I think if you are privileged enough to grow up in America, and you hate America, there is something wrong with you. Yeah Unger people these days don't just criticize America... They actively hate it without recognizing the privilege they have. It seems to be a failure of education and their own sense of worth. We live in one of the most free nations in the world. One of the safest. One that gives the most opportunity. But they get caught up in echo chambers that promote failed economic systems. It's really frustrating to observe.
We live in one of the most free nations in the world
Students are catching facefuls of mace and rubber bullets for protesting, right now, btw. That activity protected by the 1st amendment. But freedom or whatever, yeah. We have so many freedoms, just don't try to use them, or we'll send the armor-clad thugs after you!
pickachu surprised face when my own populace learns about the atrocities I committed and is disgusted by it
Yes, we Americans are privileged, but whats wrong with being critical of our role and trying to change it? In the case of these students they are trying to do just that.
Quite the claims you've made:
"Freedom" is difficult to quantify, but I would argue that as an individual we do typically have a decent standard of liberties. As long as you're white, male and haven't ever committed any sort of crime.
"One of the safest", according to multiple safety ranking organizations, the US is on the higher half of crime rate (per capita) and typically ranks in the bottom half (89) in safety ratings. https://www.numbeo.com/crime/rankings_by_country.jsp
"Gives the most opportunity" I think this depends largely on what you consider opportunity. If we look at poverty rates, the US is also not near the top with about an 18% poverty rate.
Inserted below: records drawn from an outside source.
PR #131, opened 2024-06-06
Add participant scheduled rewards

juliangruber:
- [x] Expose scheduled rewards
- [ ] Test API
- [ ] Observe scheduled rewards

Blocked by https://github.com/filecoin-station/spark-stats/pull/102

### DIFF
--- a/README.md
+++ b/README.md
@@ -22,6 +22,10 @@ Base URL: http://stats.filspark.com/
 
   http://stats.filspark.com/participants/change-rates
 
+- `GET /participants/scheduled-rewards/?address=<address>&from=<day>&to=<day>`
+
+  http://stats.filspark.com/participants/scheduled-rewards/
+
 - `GET /miners/retrieval-success-rate/summary?from=<day>&to=<day>`
 
   http://stats.filspark.com/miners/retrieval-success-rate/summary
--- a/stats/lib/typings.d.ts
+++ b/stats/lib/typings.d.ts
@@ -7,4 +7,5 @@ export interface Logger {
 export interface Filter {
   from: string;
   to: string;
+  address?: string;
 }
--- a/migrations/002.do.scheduled-rewards.sql
+++ b/migrations/002.do.scheduled-rewards.sql
@@ -1,0 +1,6 @@
+CREATE TABLE daily_scheduled_rewards (
+  day DATE NOT NULL,
+  address TEXT NOT NULL,
+  scheduled_rewards NUMERIC NOT NULL,
+  PRIMARY KEY (day, address)
+);
--- a/stats/lib/handler.js
+++ b/stats/lib/handler.js
@@ -7,6 +7,7 @@ import {
   fetchMinersRSRSummary,
   fetchMonthlyParticipants,
   fetchParticipantChangeRates,
+  fetchParticipantScheduledRewards,
   fetchRetrievalSuccessRate
 } from './stats-fetchers.js'
 
@@ -70,6 +71,17 @@ const handler = async (req, res, pgPool) => {
       res,
       pgPool,
       fetchParticipantChangeRates)
+  } else if (
+    req.method === 'GET'
+    && segs[0] === 'participants'
+    && segs[1] === 'scheduled-rewards'
+  ) {
+    await getStatsWithFilterAndCaching(
+      pathname,
+      searchParams,
+      res,
+      pgPool,
+      fetchParticipantScheduledRewards)
   } else if (req.method === 'GET' && segs.join('/') === 'miners/retrieval-success-rate/summary') {
     await getStatsWithFilterAndCaching(
       pathname,
--- a/stats/lib/stats-fetchers.js
+++ b/stats/lib/stats-fetchers.js
@@ -113,6 +113,24 @@ export const fetchParticipantChangeRates = async (pgPool, filter) => {
 }
 
 /**
+ * 
+ * @param {import('pg').Pool} pgPool 
+ * @param {import('./typings').Filter} filter 
+ */
+export const fetchParticipantScheduledRewards = async (pgPool, filter) => {
+  const { rows } = await pgPool.query(`
+    SELECT scheduled_rewards
+    FROM daily_scheduled_rewards
+    WHERE address = $1 AND day >= $2 AND day <= $3
+   `, [
+    filter.address,
+    filter.from,
+    filter.to
+  ])
+  return rows
+}
+
+/**
  * @param {import('pg').Pool} pgPool
  * @param {import('./typings').Filter} filter
  */


juliangruber:
@bajtos do you have an idea how to best test this? I would suggest to pass a mocked IE contract and then query if scheduled rewards have been recorded to the DB.

juliangruber:
Another question is how to get the participant addresses.

When we query the __contract__, we only get those with scheduled rewards over 0.1 FIL. That is insufficient for plotting the road towards the threshold.

Two potential sources for participants are `spark-api`, where we see the addresses of _all_ participants, or `spark-evaluate`, where we see the addresses of all participants _with accepted measurements_. I would like not to add the logic needed for this PR to these repos, because to me, they are not related.  I would like only to add code to `spark-stats`, and _if_ we add code to `spark-api`, it should be generic enough and will let arbitrary services consume this data. No changes to spark-{api,evaluate} should be necessary when in the future we desire to change the semantics of "participants".

Another option is querying the block explorers for `setScores()` calls, which will also include participant addresses _with accepted measurements_. This should work similar to listening for transfer events (https://github.com/filecoin-station/spark-stats/pull/102). However, we are dependent on APIs (like Beryx) to expose this data. Unfortunately, the contract itself can't expose it.

Yet another option is the lazy approach: When a participant's scheduled rewards are requested _for the first time_, we add that participant to the list. This has the upside of least architectural cost, but the downside that you won't see historic rewards from before you first asked for them (read: opened Station Desktop).

Another contract based option is to listen for `MeasurementsAdded` events, then download the raw measurements from w3s, and extract the participant addresses. This should be simple to implement, but is quite clumsy.

Another option is to add an event to the IE smart contract itself, which will post evaluation results to the chain. This comes at the development cost of deploying a new contract.

There are probably other options here too. @bajtos @patrickwoodhead what do you think?

juliangruber:
I think `spark-stats` should consume the smart contract to get this information. That means, either it will...
- listen for `MeasurementsAdded` events, download measurements via IPFS, and extract the participant addresses
- query Beryx for `setScores()` calls, and extract the participant addresses
- listen for a new `ScoresSet` event, and extract the participant addresses, after we deployed a new IE contract with this feature

observer/lib/observer.js
```diff
@@ -37,3 +49,34 @@ export const observeTransferEvents = async (pgPool, ieContract, provider) => {
...
+ * Observe scheduled rewards on the Filecoin blockchain
+ * @param {import('pg').Pool} pgPool
+ * @param {import('ethers').Contract} ieContract
+ */
+const observeScheduledRewards = async (pgPool, ieContract) => {
+  console.log('Querying scheduled rewards from impact evaluator')
+  for (let i = 0; ; i++) {
+    let address
+    try {
+      address = await ieContract.readyForTransfer(i)
```
bajtos, line 63: IIRC, this will not find all participant addresses, only those with more than 0.1 FIL in scheduled rewards.

IMO, the ideal solution is to improve the impact evaluator smart contract to emit a new event whenever the amount of participant's scheduled rewards change. 

Since we don't have that event yet, can we perhaps query the blockchain history to find the `setScores` calls made by spark-evaluate for the last round? The second argument of that function contains a list of participant addresses.

https://github.com/Meridian-IE/impact-evaluator/blob/087c50d401ed7d67de0229bc227f0149764d0671/src/ImpactEvaluator.sol#L118-L122

bajtos: Fortunately, we already have `daily_participants` table that's populated by `spark-evaluate` and that we can access from spark-stats.

I propose to rework the part getting the list of participant addresses to query that table. For example:

```sql
SELECT participant_address
FROM daily_participants
LEFT JOIN participants
ON participant_id = id
WHERE day = now()
```

observer/lib/observer.js
```diff
@@ -37,3 +49,34 @@ export const observeTransferEvents = async (pgPool, ieContract, provider) => {
...
+      continue
+    }
+    console.log('Scheduled rewards for', address, scheduledRewards)
+    await pgPool.query(`
+      INSERT INTO daily_scheduled_rewards (day, address, scheduled_rewards)
+      VALUES (now(), $1, $2)
+      ON CONFLICT (day, address) DO UPDATE SET
+      scheduled_rewards = EXCLUDED.scheduled_rewards
+    `, [address, scheduledRewards])
+  }
```
bajtos, line 81: This is going to be very expensive. With 5k daily active participants (see [Spark Public Dashboard](https://spacemeridian.grafana.net/public-dashboards/32c03ae0d89748e3b08e0f08121caa14?orgId=1)), we are going to make 5k RPC API calls followed by 5k SQL queries.

(1)
Can we group RPC API calls and SQL queries into batches? I believe Ethers v6 supports request batching, and we are configuring the RPC API provider to use batching. Now, we need to find out how to trigger the batching behaviour.

What I would like to see at high level:

```js
const BATCH_SIZE = 10 // for example, we need to tweak this
for (const addrBatch of splitIntoBatches(dailyParticipantAddresses, BATCH_SIZE)) {
  // is this going to trigger Ethers.js batching behaviour?
  const rewards = await Promise.all(
    addrBatch.map(addr => await ieContract.rewardsScheduledFor(addr))
  )

  // run a single SQL query to update multiple rows
  await pgPool.query(`
    INSERT INTO daily_scheduled_rewards (day, address, scheduled_rewards)
    VALUES (now(), unnest($1::text[]), unnest($2::numeric[]))
    ON CONFLICT (day, address) DO UPDATE SET
    scheduled_rewards = EXCLUDED.scheduled_rewards
  `, [
    addrBatch,
    rewards
  ])
}
```

(The query is inspired by an existing query in spark-evaluate [here](https://github.com/filecoin-station/spark-evaluate/blob/bb459b2f2c5b57252a7de659e3827ec5655ec6de/lib/platform-stats.js#L32-L42)).

(2)
We must be mindful of how many requests we send to Glif RPC API. IMO, we shouldn't send all 5k queries as fast as the systems can handle as that would put too much load of the RPC API provider.

I propose to introduce a small delay between iterations of this loop.

If we batch requests for each 10 participants, we need to send ~500 requests. If we use a `1s` delay, then we will finish updating all participants in 500 seconds = 8.3 minutes. I think that's fast enough since the scheduled rewards are updated every 20 minutes.

stats/lib/typings.d.ts
```diff
@@ -7,4 +7,5 @@ export interface Logger {
 export interface Filter {
   from: string;
   to: string;
+  address?: string;
```
bajtos, line 10: This filter is shared by all endpoints. Most endpoints don't support the `address` field.

Can we please create a different filter interface for endpoints that accept an optional `address` field. Also is `address` optional for those endpoints? Judging from your SQL query, this field is actually required.

```ts
export interface DateRangeFilter {
  from: string;
  to: string;
}

export interface AddressFilter {
  address: string;
}
```

Then you can use `DateRangeFilter & AddressFilter` for your new endpoint, and `DateRangeFilter` in all existing endpoints.

bajtos (changes requested):

bajtos:
> @bajtos do you have an idea how to best test this? I would suggest to pass a mocked IE contract and then query if scheduled rewards have been recorded to the DB.

Not really. A mocked IE contract sounds like a good start to me. We already used that approach in voyager-publisher tests IIRC (see https://github.com/filecoin-station/voyager-api/pull/22)

> Another question is how to get the participant addresses.

Great description of different options available 👌🏻 

I posted my thoughts in https://github.com/filecoin-station/spark-stats/pull/131#discussion_r1632224879 before I read your comments.


> I think `spark-stats` should consume the smart contract to get this information. That is the piece that other services should interact with as much as possible, because it lives on the chain and can therefore be trusted.

💯 

Instead of adding `setScores` event, I propose adding an event when participant's scheduled rewards change. There are two cases when that happens - `setScores/ increaseParticipantBalance` increases the balance, `transferScheduled` decreases the balance.

> **Add to spark-api/evaluate**
>
> But how should these services expose the participants, in a way that is not opinionated? (Eg after which period of inactivity should the participant be removed from the list? Should it be queryable by date? Etc).

As I explained in https://github.com/filecoin-station/spark-stats/pull/131#discussion_r1632228589, spark-evaluate maintains the table `daily_participants`. This table is powering our public dashboard, so I think it's safe to assume it will always interpret the term "participant" correctly. 

As for opinions about inactivity & querying by date - I guess the current solution is somewhat opinionated to serve the needs of the dashboard, but I also think it's flexible enough to support additional use cases, e.g. your work in this pull request.

--

Depending on how much time you are willing to spend on this feature, I propose to choose one of the following two ways forward:

- Least effort: Use the existing table `daily_participants`. No changes outside of this PR should be needed.

- Ideal solution: Implement the new smart contract event. It's more work, but the solution may perform better as we can listen to events instead of repeatedly checking the balance of every participant.

observer/lib/observer.js
bajtos: I posted my comment before reading your two comments above.

I replied to your comments here:
https://github.com/filecoin-station/spark-stats/pull/131#issuecomment-2156444081

Sorry for the mess. 🙈

juliangruber:
Awesome, +1 to using `daily_participants` <3

I agree that adding the event is the right solution, but I don't think this is the right time for this

stats/lib/typings.d.ts
bajtos: Started the work here: #137

juliangruber: Will follow up once landed 🙏

db/index.js
```diff
@@ -0,0 +1,75 @@
+import { migrateWithPgClient as migrateEvaluateDB } from 'spark-evaluate/lib/migrate.js'
+import { migrateWithPgClient as migrateStatsDB } from '@filecoin-station/spark-stats-db-migrations'
+import pg from 'pg'
+
+const {
+// DATABASE_URL points to `spark_stats` database managed by this monorepo
+  DATABASE_URL = 'postgres://localhost:5432/spark_stats',
```
bajtos, line 7:
```suggestion
  // DATABASE_URL points to `spark_stats` database managed by this monorepo
  DATABASE_URL = 'postgres://localhost:5432/spark_stats',
```

db/index.js
```diff
@@ -0,0 +1,75 @@
...
+
+const onError = err => {
+  // Prevent crashing the process on idle client errors, the pool will recover
+  // itself. If all connections are lost, the process will still crash.
+  // https://github.com/brianc/node-postgres/issues/1324#issuecomment-308778405
+  console.error('An idle client has experienced an error', err.stack)
+}
+
+export const getStats = async () => {
+  const stats = new pg.Pool({
```
bajtos, line 36: I find it confusing when the name does not mention the database. 

I think it's also important to distinguish between setting up a pool vs. a client.

```suggestion
export const getStatsPool = async () => {
  const statsPool = new pg.Pool({
```

The same comment applies to names related to the "evaluate" DB.

db/index.js
```diff
@@ -0,0 +1,75 @@
...
+  const end = () => Promise.all([stats.end(), evaluate.end()])
+
+  return { stats, evaluate, end }
+}
+
+export const migrate = async () => {
+  const pgPools = await getPgPools()
+
+  console.log('Migrating spark_evaluate database')
+  await migrateEvaluateDB(pgPools.evaluate)
```
bajtos, line 70: Nice, this short name works for me, because it's a property of `pgPools`. 👍🏻

db/package.json
```diff
@@ -0,0 +1,22 @@
+{
+  "name": "@filecoin-station/spark-stats-db",
```
bajtos, line 2: Hmm, this package does not maintain the database (e.g. the migration scripts), only the client connection factories, right? The name `db` seems a bit misleading then. 

I'd like to propose two options:
- Rename `migrations` package to `db` and merge it with the code introduced in this PR.
- Rename the newly introduced package to something else, e.g. `@filecoin-station/spark-stats-db-clients`

Thoughts?

db/typings.d.ts
```diff
@@ -0,0 +1,6 @@
+import type { Pool } from 'pg'
+
+export interface pgPools {
+  pgPool: Pool;
+  pgPoolEvaluate: Pool;
+}
```
bajtos, line 6: Great to have the types! 💪🏻 

I think you are using different property names in the JS code above.

```suggestion
export interface pgPools {
  stats: Pool;
  evaluate: Pool;
}
```

observer/bin/spark-observer.js
```diff
@@ -3,27 +3,50 @@ import { ethers } from 'ethers'
...
+      } catch (e) {
+        console.error(e)
+        Sentry.captureException(e)
+      }
+      const dt = new Date() - start
+      console.log(`Observing scheduled rewards took ${dt}ms`)
+      await timers.setTimeout((24 * ONE_HOUR) - dt)
+    }
+  })()
+])
```
bajtos, line 52: Would you mind extracting the inner loop functions into standalone functions? I am not a big fan of long nested lambdas.

```js
await Promise.all([
  loopObserveTransferEvents(),
  loopObserveScheduledRewards(),
])
```

observer/lib/observer.js
```diff
@@ -1,25 +1,26 @@
...
  * @param {import('ethers').Provider} provider
  */
-export const observe = async (pgPool, ieContract, provider) => {
+export const observe = async (pgPools, ieContract, provider) => {
   await Promise.all([
-    observeTransferEvents(pgPool, ieContract, provider),
-    observeScheduledRewards(pgPool, ieContract)
+    observeTransferEvents(pgPools.stats, ieContract, provider),
+    observeScheduledRewards(pgPools, ieContract)
   ])
```
bajtos, line 13: What is the purpose of this `observe` method when the file `observer/bin/spark-observer.js` has its own logic to compose these two observers in a different way than presented here? Can we either move that code from `observer/bin/spark-observer.js` to this file, or else remove the `observe()` method entirely?

observer/test/observer.test.js
```diff
@@ -0,0 +1,64 @@
...
+  describe('observeScheduledRewards', () => {
+    let pgPools
+
+    before(async () => {
+      pgPools = await getPgPools()
+    })
+
+    it('observes scheduled rewards', async () => {
+      await pgPools.evaluate.query('DELETE FROM daily_participants')
+      await pgPools.evaluate.query('DELETE FROM participants')
```
bajtos, line 15: Let's move these DB cleanups to a `beforeEach` hook, please.

Tests must not reuse data from other tests, otherwise `it.only` and `mocha -g "<testname>"` won't work.

observer/test/observer.test.js
```diff
@@ -0,0 +1,64 @@
...
+      const { rows: insertRows } = await pgPools.evaluate.query(`
+        INSERT INTO participants
+        (participant_address)
+        VALUES
+          ('0xCURRENT'),
+          ('0xOLD')
+        RETURNING id
+      `)
```
bajtos, line 23: Let's extract this query to a helper function, please. See the existing similar helpers for inspiration:

https://github.com/filecoin-station/spark-stats/blob/831e6694f6515b338afb0ace1c65acdd8cc492c3/stats/test/platform-routes.test.js#L197-L220

https://github.com/filecoin-station/spark-stats/blob/831e6694f6515b338afb0ace1c65acdd8cc492c3/stats/test/handler.test.js#L353-L370

bajtos: In fact, I think you can replace both of these SQL queries with a single call to `givenDailyParticipants()`.

observer/test/observer.test.js
```diff
@@ -0,0 +1,64 @@
...
+        }
+      }
+      await observeScheduledRewards(pgPools, ieContract)
+      const { rows } = await pgPools.stats.query(`
+        SELECT *
+        FROM daily_scheduled_rewards
+      `)
+      assert.strictEqual(rows.length, 1)
+      assert.strictEqual(rows[0].participant_address, '0xCURRENT')
+      assert.strictEqual(rows[0].scheduled_rewards, '100')
```
bajtos, line 48: I think the following assertion will give you more useful details when the assertion fails:

```js
assert.deepStrictEqual([
 { participant_address: '0xCURRENT', scheduled_rewards: '100' }
])
```

If you want to make this test future proof and not fail after we add more fields to the table, then you can limit the columns you are fetching:

```sql
SELECT participant_address, scheduled_rewards
FROM daily_scheduled_rewards
```

observer/test/observer.test.js
```diff
@@ -0,0 +1,64 @@
...
+    })
+    it('updates scheduled rewards', async () => {
+      const ieContract = {
+        rewardsScheduledFor: async () => 200n
+      }
+      await observeScheduledRewards(pgPools, ieContract)
```
bajtos, line 54: IIUC, this test relies on the data created by the previous test. It will fail when executed in isolation.

I propose to initialise the `daily_scheduled_rewards` table via SQL before calling `observeScheduledRewards`.

db/index.js
bajtos: After reading the rest of this PR, I think `getStatsPgPool` would be the best name.

bajtos (changes requested):

observer/test/observer.test.js
juliangruber: sgmt, but how would you propose to share this function between the packages?

observer/lib/observer.js
juliangruber: It's for `dry-run`, so that this file can run all observe functions without needing to know all. Or would you rather inline this logic there?

db/package.json
juliangruber: hm, but what about this?

```
import { migrate } from '@filecoin-station/spark-stats-db-clients'
```

observer/lib/observer.js
juliangruber: move to dry run

observer/test/observer.test.js
juliangruber: move to spark-evaluate

observer/test/observer.test.js
```diff
@@ -10,25 +11,23 @@ describe('observer', () => {
...
-        INSERT INTO daily_participants
-        (participant_id, day)
-        VALUES
-          ($1, now()),
-          ($2, now() - interval '4 days')
-      `, [insertRows[0].id, insertRows[1].id])
+      const today = new Date()
+      await givenDailyParticipants(
+        pgPools.evaluate,
+        `${today.getFullYear()}-${today.getMonth() + 1}-${today.getDate()}`,
```
bajtos, line 20: I believe you can use a Date instance directly; the pg client or the pg server is smart enough to auto-convert the full date-time value to a date.

README.md
```diff
@@ -22,6 +22,10 @@ Base URL: http://stats.filspark.com/
 
   http://stats.filspark.com/participants/change-rates
 
+- `GET /participants/scheduled-rewards/?address=<address>&from=<day>&to=<day>`
+
+  http://stats.filspark.com/participants/scheduled-rewards/
```
bajtos, line 27: The other URLs in this API docs don't use the trailing slash. It would be nice to be consistent, but it's also not a big deal.

observer/bin/migrate.js
```diff
@@ -1,5 +1,3 @@
-import { DATABASE_URL } from '../lib/config.js'
-import { migrateWithPgConfig as migrateStatsDB } from '@filecoin-station/spark-stats-db-migrations'
+import { migrate } from '@filecoin-station/spark-stats-db'
 
-console.log('Migrating spark_stats database')
-await migrateStatsDB({ connectionString: DATABASE_URL })
+await migrate()
```
bajtos: I think now that the observer needs to access the spark-evaluate database, the migration CLI tool should migrate the evaluate database too. Otherwise the following workflow no longer works: 

```
npm run migrate -w observer && npm start -w observer
```

observer/lib/observer.js
```diff
@@ -1,13 +1,14 @@
 import { updateDailyTransferStats } from './platform-stats.js'
+import * as Sentry from '@sentry/node'
```
bajtos, line 2: FWIW, AFAICT, the observer bin script is not initalising Sentry - see `observer/bin/spark-observer.js`.

Fixing that is out of the scope of this pull request, though.

observer/package.json
```diff
@@ -3,18 +3,20 @@
...
   "scripts": {
+    "dry-run": "node bin/dry-run.js",
     "migrate": "node bin/migrate.js",
     "start": "node bin/spark-observer.js",
     "lint": "standard",
     "test": "mocha"
   },
   "devDependencies": {
     "mocha": "^10.4.0",
+    "spark-evaluate": "github:filecoin-station/spark-evaluate#534454c9b2323b67d50b159a3504de8a06eedcb2",
```
bajtos, line 14: I think we should use `#main` in the package json file. Unless you are certain that Dependabot will bump up the commit sha for us.

stats/lib/typings.d.ts
bajtos: @juliangruber This is not resolved yet. Please revert the change in this interface.

In my PR, I decided to describe the endpoint-specific filter properties inline in the "fetcher" definition.

```js
/**
 * @param {import('./typings').DateRangeFilter & {nonZero?: 'true'}} filter
 */
export const fetchRetrievalSuccessRate = async (pgPool, filter) => {
 // ...
}
```

observer/bin/dry-run.js
```diff
@@ -2,8 +2,8 @@ import * as SparkImpactEvaluator from '@filecoin-station/spark-impact-evaluator'
 import { ethers } from 'ethers'
 
 import { RPC_URL, rpcHeaders } from '../lib/config.js'
-import { observe } from '../lib/observer.js'
-import { getPgPools } from '../../db/index.js'
+import { observeTransferEvents, observeScheduledRewards } from '../lib/observer.js'
+import { getPgPools } from '../../db-clients/index.js'
```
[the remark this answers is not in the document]
juliangruber: see follow up commit

observer/test/observer.test.js
juliangruber: should we adjust the type then, to accept string|Date?

README.md
```diff
@@ -24,7 +24,7 @@ Base URL: http://stats.filspark.com/
 
 - `GET /participants/scheduled-rewards/?address=<address>&from=<day>&to=<day>`
```
bajtos, line 25:
```suggestion
- `GET /participants/scheduled-rewards?address=<address>&from=<day>&to=<day>`
```

observer/lib/observer.js
juliangruber: Added it anyway 👼

observer/bin/migrate.js
juliangruber: it's migrating both 👍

I would consider anything more than 0% to be a place that does not provide the most opportunity. Sure, not everyone is willing to do what they need to get out of poverty, but certainly very few in that group are voluntarily there.
https://worldpopulationreview.com/country-rankings/poverty-rate-by-country
I do agree that Lemmy is very much an echo chamber of "capitalism bad", but the US is also quite extreme in terms of wage and wealth disparity. It's hard to believe your country is great when 10% of the population holds nearly 67% of the nation's wealth, and the bottom 50% holds only 2.5% of it. That's extremely polarized.